### TASK DESCRIPTION
Starting with the first line and ending with the last, copy the entries word for word.

(Stored data entries)

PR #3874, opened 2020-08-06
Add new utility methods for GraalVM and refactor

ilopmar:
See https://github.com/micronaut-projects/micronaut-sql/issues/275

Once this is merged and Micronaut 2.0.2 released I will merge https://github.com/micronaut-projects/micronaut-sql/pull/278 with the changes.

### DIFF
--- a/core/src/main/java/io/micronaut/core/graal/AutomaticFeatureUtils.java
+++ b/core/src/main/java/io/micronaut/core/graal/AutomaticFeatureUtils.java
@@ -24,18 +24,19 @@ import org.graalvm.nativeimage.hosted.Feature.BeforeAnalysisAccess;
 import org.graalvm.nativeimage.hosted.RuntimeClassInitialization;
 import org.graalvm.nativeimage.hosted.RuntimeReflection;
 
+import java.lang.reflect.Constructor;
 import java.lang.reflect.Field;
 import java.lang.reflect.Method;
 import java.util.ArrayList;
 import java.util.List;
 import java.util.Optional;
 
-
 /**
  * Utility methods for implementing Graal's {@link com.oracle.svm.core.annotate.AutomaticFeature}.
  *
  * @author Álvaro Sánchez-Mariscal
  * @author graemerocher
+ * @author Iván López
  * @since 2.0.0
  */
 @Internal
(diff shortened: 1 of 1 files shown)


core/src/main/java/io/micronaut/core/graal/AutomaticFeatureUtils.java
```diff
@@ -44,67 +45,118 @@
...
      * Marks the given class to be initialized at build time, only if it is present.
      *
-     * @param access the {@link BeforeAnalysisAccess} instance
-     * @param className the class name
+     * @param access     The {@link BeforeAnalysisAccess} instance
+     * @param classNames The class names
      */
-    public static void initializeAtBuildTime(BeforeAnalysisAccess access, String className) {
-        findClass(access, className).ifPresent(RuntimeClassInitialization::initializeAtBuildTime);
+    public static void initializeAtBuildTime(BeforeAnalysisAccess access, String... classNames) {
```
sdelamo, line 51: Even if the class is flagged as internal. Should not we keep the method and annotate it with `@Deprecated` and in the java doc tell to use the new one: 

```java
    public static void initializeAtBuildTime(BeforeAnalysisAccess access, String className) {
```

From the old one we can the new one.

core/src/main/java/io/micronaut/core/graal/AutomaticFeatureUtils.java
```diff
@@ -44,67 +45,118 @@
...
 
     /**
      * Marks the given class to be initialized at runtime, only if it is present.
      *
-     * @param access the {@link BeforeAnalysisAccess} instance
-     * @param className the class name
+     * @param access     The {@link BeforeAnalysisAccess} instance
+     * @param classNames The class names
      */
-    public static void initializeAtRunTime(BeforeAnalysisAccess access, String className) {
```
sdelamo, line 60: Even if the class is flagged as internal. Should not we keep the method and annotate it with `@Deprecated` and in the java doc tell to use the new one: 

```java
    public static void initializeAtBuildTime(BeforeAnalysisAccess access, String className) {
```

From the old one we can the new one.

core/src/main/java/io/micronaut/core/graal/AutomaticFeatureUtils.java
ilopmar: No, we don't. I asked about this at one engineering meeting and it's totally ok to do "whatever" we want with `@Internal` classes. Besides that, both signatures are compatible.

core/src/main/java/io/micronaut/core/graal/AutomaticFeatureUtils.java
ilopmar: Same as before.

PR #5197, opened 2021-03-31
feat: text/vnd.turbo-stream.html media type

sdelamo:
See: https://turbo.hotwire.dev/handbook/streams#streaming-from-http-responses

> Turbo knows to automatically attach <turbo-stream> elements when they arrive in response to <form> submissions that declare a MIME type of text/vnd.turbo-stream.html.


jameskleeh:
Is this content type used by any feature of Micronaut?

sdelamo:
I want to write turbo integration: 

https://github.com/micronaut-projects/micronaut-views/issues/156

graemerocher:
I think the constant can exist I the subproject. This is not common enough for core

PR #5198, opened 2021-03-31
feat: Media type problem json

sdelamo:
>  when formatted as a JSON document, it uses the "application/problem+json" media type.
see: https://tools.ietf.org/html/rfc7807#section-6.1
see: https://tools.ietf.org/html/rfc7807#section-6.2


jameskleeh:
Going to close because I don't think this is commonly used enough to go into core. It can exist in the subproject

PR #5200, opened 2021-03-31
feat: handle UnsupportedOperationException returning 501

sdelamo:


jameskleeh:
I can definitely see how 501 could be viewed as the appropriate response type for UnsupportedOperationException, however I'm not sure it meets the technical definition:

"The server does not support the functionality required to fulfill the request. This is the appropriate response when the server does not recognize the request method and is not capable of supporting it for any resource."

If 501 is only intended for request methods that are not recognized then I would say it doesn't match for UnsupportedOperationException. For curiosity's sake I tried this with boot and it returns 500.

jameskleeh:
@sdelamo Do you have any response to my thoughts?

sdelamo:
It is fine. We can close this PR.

### ANSWER TO THIS PROBLEM
PR #3874, opened 2020-08-06
Add new utility methods for GraalVM and refactor

ilopmar:
See https://github.com/micronaut-projects/micronaut-sql/issues/275

Once this is merged and Micronaut 2.0.2 released I will merge https://github.com/micronaut-projects/micronaut-sql/pull/278 with the changes.

### DIFF
--- a/core/src/main/java/io/micronaut/core/graal/AutomaticFeatureUtils.java
+++ b/core/src/main/java/io/micronaut/core/graal/AutomaticFeatureUtils.java
@@ -24,18 +24,19 @@ import org.graalvm.nativeimage.hosted.Feature.BeforeAnalysisAccess;
 import org.graalvm.nativeimage.hosted.RuntimeClassInitialization;
 import org.graalvm.nativeimage.hosted.RuntimeReflection;
 
+import java.lang.reflect.Constructor;
 import java.lang.reflect.Field;
 import java.lang.reflect.Method;
 import java.util.ArrayList;
 import java.util.List;
 import java.util.Optional;
 
-
 /**
  * Utility methods for implementing Graal's {@link com.oracle.svm.core.annotate.AutomaticFeature}.
  *
  * @author Álvaro Sánchez-Mariscal
  * @author graemerocher
+ * @author Iván López
  * @since 2.0.0
  */
 @Internal
(diff shortened: 1 of 1 files shown)


core/src/main/java/io/micronaut/core/graal/AutomaticFeatureUtils.java
```diff
@@ -44,67 +45,118 @@
...
      * Marks the given class to be initialized at build time, only if it is present.
      *
-     * @param access the {@link BeforeAnalysisAccess} instance
-     * @param className the class name
+     * @param access     The {@link BeforeAnalysisAccess} instance
+     * @param classNames The class names
      */
-    public static void initializeAtBuildTime(BeforeAnalysisAccess access, String className) {
-        findClass(access, className).ifPresent(RuntimeClassInitialization::initializeAtBuildTime);
+    public static void initializeAtBuildTime(BeforeAnalysisAccess access, String... classNames) {
```
sdelamo, line 51: Even if the class is flagged as internal. Should not we keep the method and annotate it with `@Deprecated` and in the java doc tell to use the new one: 

```java
    public static void initializeAtBuildTime(BeforeAnalysisAccess access, String className) {
```

From the old one we can the new one.

core/src/main/java/io/micronaut/core/graal/AutomaticFeatureUtils.java
```diff
@@ -44,67 +45,118 @@
...
 
     /**
      * Marks the given class to be initialized at runtime, only if it is present.
      *
-     * @param access the {@link BeforeAnalysisAccess} instance
-     * @param className the class name
+     * @param access     The {@link BeforeAnalysisAccess} instance
+     * @param classNames The class names
      */
-    public static void initializeAtRunTime(BeforeAnalysisAccess access, String className) {
```
sdelamo, line 60: Even if the class is flagged as internal. Should not we keep the method and annotate it with `@Deprecated` and in the java doc tell to use the new one: 

```java
    public static void initializeAtBuildTime(BeforeAnalysisAccess access, String className) {
```

From the old one we can the new one.

core/src/main/java/io/micronaut/core/graal/AutomaticFeatureUtils.java
ilopmar: No, we don't. I asked about this at one engineering meeting and it's totally ok to do "whatever" we want with `@Internal` classes. Besides that, both signatures are compatible.

core/src/main/java/io/micronaut/core/graal/AutomaticFeatureUtils.java
ilopmar: Same as before.

PR #5197, opened 2021-03-31
feat: text/vnd.turbo-stream.html media type

sdelamo:
See: https://turbo.hotwire.dev/handbook/streams#streaming-from-http-responses

> Turbo knows to automatically attach <turbo-stream> elements when they arrive in response to <form> submissions that declare a MIME type of text/vnd.turbo-stream.html.


jameskleeh:
Is this content type used by any feature of Micronaut?

sdelamo:
I want to write turbo integration: 

https://github.com/micronaut-projects/micronaut-views/issues/156

graemerocher:
I think the constant can exist I the subproject. This is not common enough for core

PR #5198, opened 2021-03-31
feat: Media type problem json

sdelamo:
>  when formatted as a JSON document, it uses the "application/problem+json" media type.
see: https://tools.ietf.org/html/rfc7807#section-6.1
see: https://tools.ietf.org/html/rfc7807#section-6.2


jameskleeh:
Going to close because I don't think this is commonly used enough to go into core. It can exist in the subproject

PR #5200, opened 2021-03-31
feat: handle UnsupportedOperationException returning 501

sdelamo:


jameskleeh:
I can definitely see how 501 could be viewed as the appropriate response type for UnsupportedOperationException, however I'm not sure it meets the technical definition:

"The server does not support the functionality required to fulfill the request. This is the appropriate response when the server does not recognize the request method and is not capable of supporting it for any resource."

If 501 is only intended for request methods that are not recognized then I would say it doesn't match for UnsupportedOperationException. For curiosity's sake I tried this with boot and it returns 500.

jameskleeh:
@sdelamo Do you have any response to my thoughts?

sdelamo:
It is fine. We can close this PR.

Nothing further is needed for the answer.